- Your task -
From the records below, output exactly the lines running from the line containing "Currently, I'm providing" through the line containing "3. If the above", and no others.

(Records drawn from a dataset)
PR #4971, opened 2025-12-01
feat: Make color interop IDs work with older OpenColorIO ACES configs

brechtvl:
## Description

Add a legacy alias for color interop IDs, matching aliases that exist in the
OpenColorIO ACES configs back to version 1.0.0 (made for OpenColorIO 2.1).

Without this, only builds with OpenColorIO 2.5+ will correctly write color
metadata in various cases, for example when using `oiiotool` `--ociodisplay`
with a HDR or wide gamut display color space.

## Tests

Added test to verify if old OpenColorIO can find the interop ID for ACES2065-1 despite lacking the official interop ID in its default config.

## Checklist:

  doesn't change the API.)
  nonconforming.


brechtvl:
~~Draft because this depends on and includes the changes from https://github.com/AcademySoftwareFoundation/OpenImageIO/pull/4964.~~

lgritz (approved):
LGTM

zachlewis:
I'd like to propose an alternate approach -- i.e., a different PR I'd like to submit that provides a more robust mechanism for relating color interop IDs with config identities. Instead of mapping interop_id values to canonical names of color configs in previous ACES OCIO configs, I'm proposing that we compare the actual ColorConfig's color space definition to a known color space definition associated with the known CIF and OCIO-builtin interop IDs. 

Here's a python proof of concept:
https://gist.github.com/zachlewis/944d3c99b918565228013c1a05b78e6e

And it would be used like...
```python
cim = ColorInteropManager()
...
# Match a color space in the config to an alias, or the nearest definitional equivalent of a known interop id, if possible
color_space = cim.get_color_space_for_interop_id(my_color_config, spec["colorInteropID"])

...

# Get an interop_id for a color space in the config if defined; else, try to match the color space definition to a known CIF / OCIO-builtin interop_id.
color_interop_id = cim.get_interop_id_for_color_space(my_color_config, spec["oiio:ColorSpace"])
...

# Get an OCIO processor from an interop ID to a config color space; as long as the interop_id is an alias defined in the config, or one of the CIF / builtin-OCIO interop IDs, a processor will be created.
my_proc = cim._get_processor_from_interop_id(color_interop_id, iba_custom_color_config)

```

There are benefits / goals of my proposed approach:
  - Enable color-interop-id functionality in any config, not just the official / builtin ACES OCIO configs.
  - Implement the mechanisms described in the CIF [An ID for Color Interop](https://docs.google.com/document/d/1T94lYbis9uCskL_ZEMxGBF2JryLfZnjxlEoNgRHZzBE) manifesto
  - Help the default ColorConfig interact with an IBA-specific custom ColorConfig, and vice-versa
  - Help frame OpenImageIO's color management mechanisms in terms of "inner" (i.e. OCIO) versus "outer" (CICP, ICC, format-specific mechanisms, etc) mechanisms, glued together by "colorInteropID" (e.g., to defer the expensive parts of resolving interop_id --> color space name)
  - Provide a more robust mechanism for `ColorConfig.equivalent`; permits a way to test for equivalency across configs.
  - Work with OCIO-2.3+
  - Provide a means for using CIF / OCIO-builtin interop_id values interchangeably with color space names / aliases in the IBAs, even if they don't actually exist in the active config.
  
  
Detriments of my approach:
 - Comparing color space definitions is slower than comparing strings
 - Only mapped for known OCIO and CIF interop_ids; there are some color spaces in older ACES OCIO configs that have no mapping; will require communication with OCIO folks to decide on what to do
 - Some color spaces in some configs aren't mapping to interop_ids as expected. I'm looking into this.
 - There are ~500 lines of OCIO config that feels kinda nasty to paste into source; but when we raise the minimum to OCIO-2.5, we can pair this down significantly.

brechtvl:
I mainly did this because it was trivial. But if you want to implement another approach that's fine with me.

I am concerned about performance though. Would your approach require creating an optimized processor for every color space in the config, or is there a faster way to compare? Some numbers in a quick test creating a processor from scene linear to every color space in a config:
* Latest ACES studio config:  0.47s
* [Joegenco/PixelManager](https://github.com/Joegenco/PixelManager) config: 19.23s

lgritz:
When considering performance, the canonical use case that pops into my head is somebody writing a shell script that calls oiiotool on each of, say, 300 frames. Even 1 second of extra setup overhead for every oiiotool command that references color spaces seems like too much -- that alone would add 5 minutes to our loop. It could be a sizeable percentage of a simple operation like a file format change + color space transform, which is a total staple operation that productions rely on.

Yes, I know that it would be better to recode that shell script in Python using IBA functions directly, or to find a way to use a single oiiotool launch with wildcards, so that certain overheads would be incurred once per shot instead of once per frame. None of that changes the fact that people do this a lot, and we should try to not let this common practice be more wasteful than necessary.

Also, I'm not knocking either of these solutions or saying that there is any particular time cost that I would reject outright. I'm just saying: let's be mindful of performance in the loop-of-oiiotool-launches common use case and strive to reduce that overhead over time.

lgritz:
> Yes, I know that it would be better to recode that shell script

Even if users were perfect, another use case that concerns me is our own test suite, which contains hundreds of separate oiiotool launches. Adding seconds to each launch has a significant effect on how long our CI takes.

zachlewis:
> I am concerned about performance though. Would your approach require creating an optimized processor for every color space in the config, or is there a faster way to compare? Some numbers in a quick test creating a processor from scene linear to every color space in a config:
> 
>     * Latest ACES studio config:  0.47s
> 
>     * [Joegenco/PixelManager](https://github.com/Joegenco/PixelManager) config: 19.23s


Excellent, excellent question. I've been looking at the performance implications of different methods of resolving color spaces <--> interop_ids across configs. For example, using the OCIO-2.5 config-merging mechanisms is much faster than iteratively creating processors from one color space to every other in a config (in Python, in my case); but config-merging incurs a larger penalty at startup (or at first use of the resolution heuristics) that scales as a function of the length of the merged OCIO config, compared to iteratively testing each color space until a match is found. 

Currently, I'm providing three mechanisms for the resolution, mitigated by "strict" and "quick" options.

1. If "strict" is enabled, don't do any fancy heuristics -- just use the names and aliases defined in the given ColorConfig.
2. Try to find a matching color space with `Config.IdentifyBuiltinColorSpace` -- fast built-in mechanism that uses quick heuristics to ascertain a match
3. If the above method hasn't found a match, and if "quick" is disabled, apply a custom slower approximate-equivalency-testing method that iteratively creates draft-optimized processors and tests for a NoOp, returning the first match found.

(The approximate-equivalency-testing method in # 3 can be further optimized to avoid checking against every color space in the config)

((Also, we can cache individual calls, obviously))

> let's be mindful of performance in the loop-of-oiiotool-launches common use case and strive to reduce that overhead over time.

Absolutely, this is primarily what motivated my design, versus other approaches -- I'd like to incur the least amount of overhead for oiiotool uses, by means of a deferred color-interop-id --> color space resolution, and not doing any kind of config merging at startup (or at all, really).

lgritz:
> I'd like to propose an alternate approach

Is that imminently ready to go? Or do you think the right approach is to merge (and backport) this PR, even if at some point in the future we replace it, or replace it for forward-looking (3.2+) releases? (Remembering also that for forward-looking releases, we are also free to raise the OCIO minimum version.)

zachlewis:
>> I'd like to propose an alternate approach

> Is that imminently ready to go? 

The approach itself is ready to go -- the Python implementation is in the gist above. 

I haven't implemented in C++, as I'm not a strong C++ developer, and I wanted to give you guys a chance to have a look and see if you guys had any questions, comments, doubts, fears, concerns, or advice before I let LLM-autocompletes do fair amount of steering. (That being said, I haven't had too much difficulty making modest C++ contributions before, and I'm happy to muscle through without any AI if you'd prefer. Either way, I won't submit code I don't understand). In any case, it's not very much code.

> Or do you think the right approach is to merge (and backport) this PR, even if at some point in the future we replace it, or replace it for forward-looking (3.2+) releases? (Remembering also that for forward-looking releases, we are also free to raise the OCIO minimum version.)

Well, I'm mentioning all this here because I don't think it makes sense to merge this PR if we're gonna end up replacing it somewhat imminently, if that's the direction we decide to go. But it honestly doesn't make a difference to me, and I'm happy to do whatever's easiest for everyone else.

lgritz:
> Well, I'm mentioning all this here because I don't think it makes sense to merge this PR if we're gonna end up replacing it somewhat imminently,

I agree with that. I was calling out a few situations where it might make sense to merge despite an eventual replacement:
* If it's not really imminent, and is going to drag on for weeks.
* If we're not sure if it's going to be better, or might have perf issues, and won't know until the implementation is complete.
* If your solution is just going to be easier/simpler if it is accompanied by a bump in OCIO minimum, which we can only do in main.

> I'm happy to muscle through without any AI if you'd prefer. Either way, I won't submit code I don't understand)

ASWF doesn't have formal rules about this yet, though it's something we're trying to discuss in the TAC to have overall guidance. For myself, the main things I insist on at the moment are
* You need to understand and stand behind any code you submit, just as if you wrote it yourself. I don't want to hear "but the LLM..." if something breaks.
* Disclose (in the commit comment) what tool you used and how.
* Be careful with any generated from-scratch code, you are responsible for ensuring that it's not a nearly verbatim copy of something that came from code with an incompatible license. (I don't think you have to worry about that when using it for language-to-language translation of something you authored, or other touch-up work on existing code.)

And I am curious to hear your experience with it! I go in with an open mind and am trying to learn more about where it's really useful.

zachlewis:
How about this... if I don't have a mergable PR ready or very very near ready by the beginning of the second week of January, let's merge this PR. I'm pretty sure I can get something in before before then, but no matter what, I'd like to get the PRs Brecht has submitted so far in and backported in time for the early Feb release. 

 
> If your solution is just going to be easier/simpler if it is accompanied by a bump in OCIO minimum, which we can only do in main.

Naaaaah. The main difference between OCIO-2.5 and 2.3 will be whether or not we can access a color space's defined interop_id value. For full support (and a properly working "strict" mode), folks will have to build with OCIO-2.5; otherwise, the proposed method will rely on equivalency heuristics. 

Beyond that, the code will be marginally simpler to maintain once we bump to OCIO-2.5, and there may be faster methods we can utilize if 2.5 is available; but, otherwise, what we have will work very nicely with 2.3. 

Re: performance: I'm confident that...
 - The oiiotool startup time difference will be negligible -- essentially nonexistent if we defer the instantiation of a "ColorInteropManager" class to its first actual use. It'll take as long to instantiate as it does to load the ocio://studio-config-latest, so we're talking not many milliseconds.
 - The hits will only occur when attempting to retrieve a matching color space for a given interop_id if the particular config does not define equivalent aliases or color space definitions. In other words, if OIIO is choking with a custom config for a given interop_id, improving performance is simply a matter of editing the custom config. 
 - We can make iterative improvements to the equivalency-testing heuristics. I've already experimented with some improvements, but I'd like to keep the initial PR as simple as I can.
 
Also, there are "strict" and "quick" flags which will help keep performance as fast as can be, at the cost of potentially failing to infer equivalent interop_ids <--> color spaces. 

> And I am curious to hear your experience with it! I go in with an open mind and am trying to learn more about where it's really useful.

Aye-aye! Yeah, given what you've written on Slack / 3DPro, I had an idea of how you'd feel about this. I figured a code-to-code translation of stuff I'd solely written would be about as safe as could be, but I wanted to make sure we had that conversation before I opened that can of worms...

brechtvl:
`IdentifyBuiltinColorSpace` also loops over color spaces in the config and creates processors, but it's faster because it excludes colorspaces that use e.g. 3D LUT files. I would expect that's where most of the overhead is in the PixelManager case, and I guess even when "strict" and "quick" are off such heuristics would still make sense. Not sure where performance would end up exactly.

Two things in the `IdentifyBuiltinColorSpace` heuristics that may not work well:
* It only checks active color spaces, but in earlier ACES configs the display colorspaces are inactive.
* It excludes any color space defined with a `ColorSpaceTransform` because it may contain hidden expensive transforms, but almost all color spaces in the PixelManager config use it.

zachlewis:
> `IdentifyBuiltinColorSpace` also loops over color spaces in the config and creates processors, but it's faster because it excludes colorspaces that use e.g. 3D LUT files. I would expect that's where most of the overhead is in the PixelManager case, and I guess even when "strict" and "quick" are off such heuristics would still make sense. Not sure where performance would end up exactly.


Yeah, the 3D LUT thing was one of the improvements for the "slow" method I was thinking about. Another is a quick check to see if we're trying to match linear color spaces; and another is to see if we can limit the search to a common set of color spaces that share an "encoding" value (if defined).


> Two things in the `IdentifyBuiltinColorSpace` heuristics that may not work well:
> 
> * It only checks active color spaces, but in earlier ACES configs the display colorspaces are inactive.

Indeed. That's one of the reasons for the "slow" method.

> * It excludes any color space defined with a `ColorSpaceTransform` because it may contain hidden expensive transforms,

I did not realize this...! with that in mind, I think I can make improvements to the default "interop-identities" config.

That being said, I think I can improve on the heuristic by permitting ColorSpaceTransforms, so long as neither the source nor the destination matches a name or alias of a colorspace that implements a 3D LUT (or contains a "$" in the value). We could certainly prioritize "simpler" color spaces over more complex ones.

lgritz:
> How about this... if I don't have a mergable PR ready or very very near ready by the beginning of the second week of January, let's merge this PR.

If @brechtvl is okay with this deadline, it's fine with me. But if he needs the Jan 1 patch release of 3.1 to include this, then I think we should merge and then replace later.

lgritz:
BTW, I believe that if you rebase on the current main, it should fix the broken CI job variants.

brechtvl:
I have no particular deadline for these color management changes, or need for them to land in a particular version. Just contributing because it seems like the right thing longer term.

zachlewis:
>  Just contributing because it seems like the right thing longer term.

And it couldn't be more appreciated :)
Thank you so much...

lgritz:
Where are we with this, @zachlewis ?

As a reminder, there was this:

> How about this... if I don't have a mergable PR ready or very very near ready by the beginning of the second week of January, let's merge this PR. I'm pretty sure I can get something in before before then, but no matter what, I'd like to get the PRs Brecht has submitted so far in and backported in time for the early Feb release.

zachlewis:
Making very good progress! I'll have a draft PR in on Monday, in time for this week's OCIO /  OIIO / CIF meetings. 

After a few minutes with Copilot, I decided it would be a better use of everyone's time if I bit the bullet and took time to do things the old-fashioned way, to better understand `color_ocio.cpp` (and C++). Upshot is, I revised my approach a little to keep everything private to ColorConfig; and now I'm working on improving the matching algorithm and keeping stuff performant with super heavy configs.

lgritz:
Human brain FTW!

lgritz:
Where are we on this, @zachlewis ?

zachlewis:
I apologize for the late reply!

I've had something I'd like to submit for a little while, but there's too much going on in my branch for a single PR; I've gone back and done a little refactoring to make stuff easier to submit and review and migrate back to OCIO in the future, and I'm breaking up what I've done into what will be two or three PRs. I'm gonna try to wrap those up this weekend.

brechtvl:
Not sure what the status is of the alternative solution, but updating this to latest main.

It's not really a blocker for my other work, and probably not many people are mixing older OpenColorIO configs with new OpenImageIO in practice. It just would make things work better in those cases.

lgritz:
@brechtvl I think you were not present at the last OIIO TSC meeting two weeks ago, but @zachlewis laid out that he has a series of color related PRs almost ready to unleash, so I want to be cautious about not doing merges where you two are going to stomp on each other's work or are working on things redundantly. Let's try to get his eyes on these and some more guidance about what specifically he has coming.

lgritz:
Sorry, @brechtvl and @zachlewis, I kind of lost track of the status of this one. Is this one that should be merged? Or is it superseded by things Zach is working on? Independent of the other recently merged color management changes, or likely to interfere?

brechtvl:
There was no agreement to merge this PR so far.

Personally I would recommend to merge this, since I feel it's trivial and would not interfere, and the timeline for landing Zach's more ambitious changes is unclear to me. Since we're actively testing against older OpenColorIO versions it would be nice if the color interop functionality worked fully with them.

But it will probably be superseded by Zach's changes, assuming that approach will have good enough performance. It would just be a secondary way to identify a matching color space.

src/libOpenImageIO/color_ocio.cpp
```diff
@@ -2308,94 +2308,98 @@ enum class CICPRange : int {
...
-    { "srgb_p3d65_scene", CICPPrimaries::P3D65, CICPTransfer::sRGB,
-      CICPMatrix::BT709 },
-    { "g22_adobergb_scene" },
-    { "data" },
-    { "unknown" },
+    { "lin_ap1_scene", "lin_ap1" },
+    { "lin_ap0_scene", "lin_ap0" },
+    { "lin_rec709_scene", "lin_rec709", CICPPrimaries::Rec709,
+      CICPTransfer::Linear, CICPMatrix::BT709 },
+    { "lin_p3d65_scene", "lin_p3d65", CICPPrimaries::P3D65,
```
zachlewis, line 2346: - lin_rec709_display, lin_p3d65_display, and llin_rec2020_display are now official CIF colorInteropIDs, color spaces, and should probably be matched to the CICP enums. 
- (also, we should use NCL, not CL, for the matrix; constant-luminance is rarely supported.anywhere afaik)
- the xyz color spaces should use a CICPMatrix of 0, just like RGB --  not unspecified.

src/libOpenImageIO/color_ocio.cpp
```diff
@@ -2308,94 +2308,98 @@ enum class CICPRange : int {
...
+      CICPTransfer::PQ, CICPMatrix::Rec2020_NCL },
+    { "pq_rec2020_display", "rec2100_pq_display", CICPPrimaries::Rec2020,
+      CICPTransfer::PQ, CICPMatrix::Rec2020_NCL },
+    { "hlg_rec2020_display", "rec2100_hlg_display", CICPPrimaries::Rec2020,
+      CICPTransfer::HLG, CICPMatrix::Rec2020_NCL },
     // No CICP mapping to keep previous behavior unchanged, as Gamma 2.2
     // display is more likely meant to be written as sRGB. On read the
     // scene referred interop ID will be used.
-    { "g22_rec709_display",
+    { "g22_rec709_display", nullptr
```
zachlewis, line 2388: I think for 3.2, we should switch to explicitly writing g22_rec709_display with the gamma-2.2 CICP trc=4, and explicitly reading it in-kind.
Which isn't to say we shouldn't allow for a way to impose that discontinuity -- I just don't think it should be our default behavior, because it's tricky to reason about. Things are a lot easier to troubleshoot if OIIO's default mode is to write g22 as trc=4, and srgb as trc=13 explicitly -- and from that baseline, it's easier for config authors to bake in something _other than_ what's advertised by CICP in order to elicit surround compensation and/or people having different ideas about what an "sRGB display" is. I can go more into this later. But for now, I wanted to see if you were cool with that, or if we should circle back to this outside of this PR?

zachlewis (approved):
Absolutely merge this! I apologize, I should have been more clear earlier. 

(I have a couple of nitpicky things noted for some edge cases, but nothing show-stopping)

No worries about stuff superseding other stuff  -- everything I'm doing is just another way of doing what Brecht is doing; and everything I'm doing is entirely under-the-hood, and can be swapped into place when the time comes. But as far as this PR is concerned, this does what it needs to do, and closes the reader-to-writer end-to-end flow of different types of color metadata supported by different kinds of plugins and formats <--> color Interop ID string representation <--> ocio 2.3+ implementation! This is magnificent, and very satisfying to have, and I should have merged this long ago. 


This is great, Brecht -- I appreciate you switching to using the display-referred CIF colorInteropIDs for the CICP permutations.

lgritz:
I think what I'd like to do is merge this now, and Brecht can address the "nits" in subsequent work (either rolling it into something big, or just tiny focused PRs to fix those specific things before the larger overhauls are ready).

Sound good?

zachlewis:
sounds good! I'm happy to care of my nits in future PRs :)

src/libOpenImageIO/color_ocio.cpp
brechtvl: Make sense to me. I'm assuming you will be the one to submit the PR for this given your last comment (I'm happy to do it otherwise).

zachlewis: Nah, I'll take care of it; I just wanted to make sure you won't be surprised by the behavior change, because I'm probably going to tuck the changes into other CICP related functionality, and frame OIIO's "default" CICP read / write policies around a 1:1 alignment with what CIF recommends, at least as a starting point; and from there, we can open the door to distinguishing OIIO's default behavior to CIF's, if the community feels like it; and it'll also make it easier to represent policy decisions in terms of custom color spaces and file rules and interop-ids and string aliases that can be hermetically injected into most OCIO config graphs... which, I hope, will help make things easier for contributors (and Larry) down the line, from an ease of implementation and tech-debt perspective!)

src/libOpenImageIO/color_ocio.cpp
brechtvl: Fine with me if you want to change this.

- Final answer -
Currently, I'm providing three mechanisms for the resolution, mitigated by "strict" and "quick" options.

1. If "strict" is enabled, don't do any fancy heuristics -- just use the names and aliases defined in the given ColorConfig.
2. Try to find a matching color space with `Config.IdentifyBuiltinColorSpace` -- fast built-in mechanism that uses quick heuristics to ascertain a match
3. If the above method hasn't found a match, and if "quick" is disabled, apply a custom slower approximate-equivalency-testing method that iteratively creates draft-optimized processors and tests for a NoOp, returning the first match found.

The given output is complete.